Letters of C. G. Jung: Volume 2, 1951-1961
To Pere Bruno de Jesus-Marie
Dear Pere Bruno, 20 November 1956
I have thought over our conversation for a long time and have come to the conclusion that, just as it is the foremost task of the individual to become conscious of himself, it should also be the chiefest concern of a gathering of distinguished personalities to become conscious of their meaning within the greater society.
As I have intimated to you, the spiritual scope of your Academy embraces the whole North , from the North Cape to the Alps, that is to say all those countries which were only partly Romanized, or not at all, and therefore had only indirect or sporadic contacts with the entirely different Mediterranean culture.
In France there is a noticeable difference between the spiritually active North and the static life of the South , which it shares with Spain and Italy.
Southern Europe remained stationary for many centuries after an initial contact had been made between the peoples of the West and the then flourishing Islamic culture.
But when the West had assimilated the remnants of classical culture that were still kept alive by Islam, a state of spiritual coexistence set in, and there were no more contacts between Islam and Christianity.
Both cultures remained mutually isolated and cross-fertilization Ceased.
For the spiritually more mobile West, i.e. , the Latin culture of the northern Mediterranean countries, had now found a different antagonist-the Teuton.
Not cast in the Latin mould, he confronted the civilized Latin peoples with all the diversity of a barbaric, tribally oriented social order.
He brought with him a primitive tradition which had developed autochthonously within his tribes, presumably from the time of the Stone Age, and which despite the curiosity of the youthful barbarian never quite succumbed to the influence of Latin culture.
Mediterranean culture is founded on a three- to four-thousand-year-old rule of order, both political and religious, which had long outgrown the locally conditioned, semi-barbarian forms of society.
Thus the “esprit latin” has secure foundations guaranteeing a relatively problematical state of consciousness.
The Teutonic man of the North, on the contrary, is driven around by the adventurous nomadic restlessness of those who have their roots in a different soil from the one they want to live on.
Whether he will or no, there is a continual conflict in him over his foundations.
He is always seeking his own, for what he usurped some 1500 years ago as a binding form of life would not harmonize with what he brought with him as a usurper.
His polydaemonism had not yet reached the level and clarity of Mediterranean polytheism, and in this state he was suddenly confronted with a religion and view of the world that had sprung from the decay of Olympus and the transformation of the gods into philosophical and theological ideas.
His still undifferentiated barbarian world, bursting with the vital seeds of possible future developments, sank down reviled but not explained.
No bridge led from one to the other.
Here, it seems to me, is the source of that Teutonic turmoil which has more than once violently forced its way to the surface.

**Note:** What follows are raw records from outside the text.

PR #332, opened 2021-11-25
Add prevent_look_ahead_poses_near_goal to fix oscillation

corot:
Never look ahead to the last few poses of the plan in order to prevent oscillating forward and backward over the goal when the xy_goal_tolerance is small. Specified by new parameter prevent_look_ahead_poses_near_goal whose default is zero.

Cherry-picked from #180 for melodic and without the additional reconfigurable parameters, to avoid cluttering the RQT tool.
We can add one-by-one whatever parameters we find useful to, as we did with `control_look_ahead_poses`.

Thanks to @howardcochran for the contribution

### DIFF
--- a/cfg/TebLocalPlannerReconfigure.cfg
+++ b/cfg/TebLocalPlannerReconfigure.cfg
@@ -66,6 +66,10 @@ grp_trajectory.add("control_look_ahead_poses", int_t, 0,
   "Index of the pose used to extract the velocity command",
   1, 1, 100)     
 
+grp_trajectory.add("prevent_look_ahead_poses_near_goal",   int_t,   0,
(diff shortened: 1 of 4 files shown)


siferati (approved):

bxc237:
@corot Hi, could you explain more about this value? Let's say `control_look_ahead_poses` was set to 3, what is the reasonable value for `prevent_look_ahead_poses_near_goal`?

corot:
> @corot Hi, could you explain more about this value? Let's say `control_look_ahead_poses` was set to 3, what is the reasonable value for `prevent_look_ahead_poses_near_goal`?

I cherry-picked from PR #180, where the problem is explained in more detail
in your case, if u set `prevent_look_ahead_poses_near_goal` to 3, that means that lookahead pose will be the 3rd one except near the pose, that it will the 2nd, then 1st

Here is that tension of opposites which supplies the energy for physical and spiritual adventures.
This is the man who, driven by his inner conflicts, was actually the first to discover the earth and take possession of it.
At this centre of antagonistic forces lies your Academy, under whose auspices are united the most important representatives of Northern culture.
It seems to me that its most urgent task is to create a differentiated consciousness of this state of affairs and to publicize it.
It would be rendering Western man a service of which he stands in the most urgent need at present-a knowledge of himself as he actually is, and who is the cause of the tremendous spiritual confusion
of our time.
As soon as I can I will send you a copy of my “Present and Future” as a further illustration of my point of view.
With best regards,
Yours sincerely,
C.G. Jung ~Carl Jung, Letters Vol. II, Pages 336-338.